WORK TASK: Below are lines of data, and only some are wanted. Please repeat exactly those from the line that has "(no data filled)" through the line that has "It seems the".

--------------------------------------------------

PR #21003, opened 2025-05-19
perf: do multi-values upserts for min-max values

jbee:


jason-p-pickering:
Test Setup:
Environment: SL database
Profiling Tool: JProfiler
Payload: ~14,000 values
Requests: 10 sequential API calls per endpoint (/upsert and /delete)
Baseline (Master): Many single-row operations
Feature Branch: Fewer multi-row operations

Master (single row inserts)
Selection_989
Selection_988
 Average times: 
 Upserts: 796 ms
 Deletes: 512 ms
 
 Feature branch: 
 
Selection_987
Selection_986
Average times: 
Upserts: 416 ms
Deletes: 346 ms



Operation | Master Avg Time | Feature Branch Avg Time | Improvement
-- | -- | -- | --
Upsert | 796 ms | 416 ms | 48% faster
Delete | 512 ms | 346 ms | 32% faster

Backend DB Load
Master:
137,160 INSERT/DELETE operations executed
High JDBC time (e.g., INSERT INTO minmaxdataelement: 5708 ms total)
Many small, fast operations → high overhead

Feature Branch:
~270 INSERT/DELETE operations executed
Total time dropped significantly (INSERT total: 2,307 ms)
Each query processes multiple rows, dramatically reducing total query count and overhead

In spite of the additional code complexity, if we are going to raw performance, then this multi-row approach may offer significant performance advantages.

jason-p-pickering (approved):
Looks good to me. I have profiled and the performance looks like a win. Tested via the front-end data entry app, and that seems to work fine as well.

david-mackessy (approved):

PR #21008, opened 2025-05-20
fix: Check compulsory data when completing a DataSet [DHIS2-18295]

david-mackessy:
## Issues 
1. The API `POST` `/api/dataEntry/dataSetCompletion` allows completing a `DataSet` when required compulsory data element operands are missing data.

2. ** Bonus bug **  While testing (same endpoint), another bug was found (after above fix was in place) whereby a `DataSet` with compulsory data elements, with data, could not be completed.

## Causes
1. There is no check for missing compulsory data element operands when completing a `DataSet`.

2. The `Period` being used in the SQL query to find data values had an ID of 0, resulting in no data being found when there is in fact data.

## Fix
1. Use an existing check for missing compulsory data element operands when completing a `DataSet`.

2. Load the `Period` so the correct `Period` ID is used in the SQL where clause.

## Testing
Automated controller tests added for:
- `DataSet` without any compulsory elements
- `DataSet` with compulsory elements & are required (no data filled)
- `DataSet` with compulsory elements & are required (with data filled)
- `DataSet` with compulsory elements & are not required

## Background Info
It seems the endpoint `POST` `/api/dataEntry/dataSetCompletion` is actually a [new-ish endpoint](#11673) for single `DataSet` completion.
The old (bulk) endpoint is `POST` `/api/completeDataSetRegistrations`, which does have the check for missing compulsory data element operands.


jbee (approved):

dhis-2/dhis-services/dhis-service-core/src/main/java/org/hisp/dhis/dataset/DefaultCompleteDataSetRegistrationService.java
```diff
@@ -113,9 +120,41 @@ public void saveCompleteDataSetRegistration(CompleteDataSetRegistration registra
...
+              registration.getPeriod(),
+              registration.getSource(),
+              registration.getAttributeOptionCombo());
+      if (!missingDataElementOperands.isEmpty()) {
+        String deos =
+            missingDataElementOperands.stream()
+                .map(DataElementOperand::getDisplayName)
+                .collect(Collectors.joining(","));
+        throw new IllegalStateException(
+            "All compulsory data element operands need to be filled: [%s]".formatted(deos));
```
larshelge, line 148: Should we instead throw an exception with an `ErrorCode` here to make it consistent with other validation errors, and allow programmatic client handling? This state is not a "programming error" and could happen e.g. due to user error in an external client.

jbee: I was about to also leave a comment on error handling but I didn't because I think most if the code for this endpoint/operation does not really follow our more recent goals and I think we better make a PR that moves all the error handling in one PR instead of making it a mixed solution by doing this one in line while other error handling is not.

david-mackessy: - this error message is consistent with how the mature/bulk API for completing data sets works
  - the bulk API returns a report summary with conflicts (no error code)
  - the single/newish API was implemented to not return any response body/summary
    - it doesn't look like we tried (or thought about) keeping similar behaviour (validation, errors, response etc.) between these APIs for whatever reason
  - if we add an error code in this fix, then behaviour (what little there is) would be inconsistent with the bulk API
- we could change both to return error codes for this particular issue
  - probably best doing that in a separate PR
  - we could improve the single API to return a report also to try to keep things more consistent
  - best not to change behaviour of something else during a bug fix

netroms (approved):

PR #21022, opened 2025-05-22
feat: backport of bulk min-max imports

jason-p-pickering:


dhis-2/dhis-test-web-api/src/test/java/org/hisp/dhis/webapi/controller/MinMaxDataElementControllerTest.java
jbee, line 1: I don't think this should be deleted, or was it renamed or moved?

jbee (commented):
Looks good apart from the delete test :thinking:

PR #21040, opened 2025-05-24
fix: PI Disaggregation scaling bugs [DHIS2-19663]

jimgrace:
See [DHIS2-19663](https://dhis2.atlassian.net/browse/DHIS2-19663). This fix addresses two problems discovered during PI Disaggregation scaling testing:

--------------------------------------------------

RESPONSE FOR THIS EXERCISE:
- `DataSet` with compulsory elements & are required (no data filled)
- `DataSet` with compulsory elements & are required (with data filled)
- `DataSet` with compulsory elements & are not required

## Background Info
It seems the endpoint `POST` `/api/dataEntry/dataSetCompletion` is actually a [new-ish endpoint](#11673) for single `DataSet` completion.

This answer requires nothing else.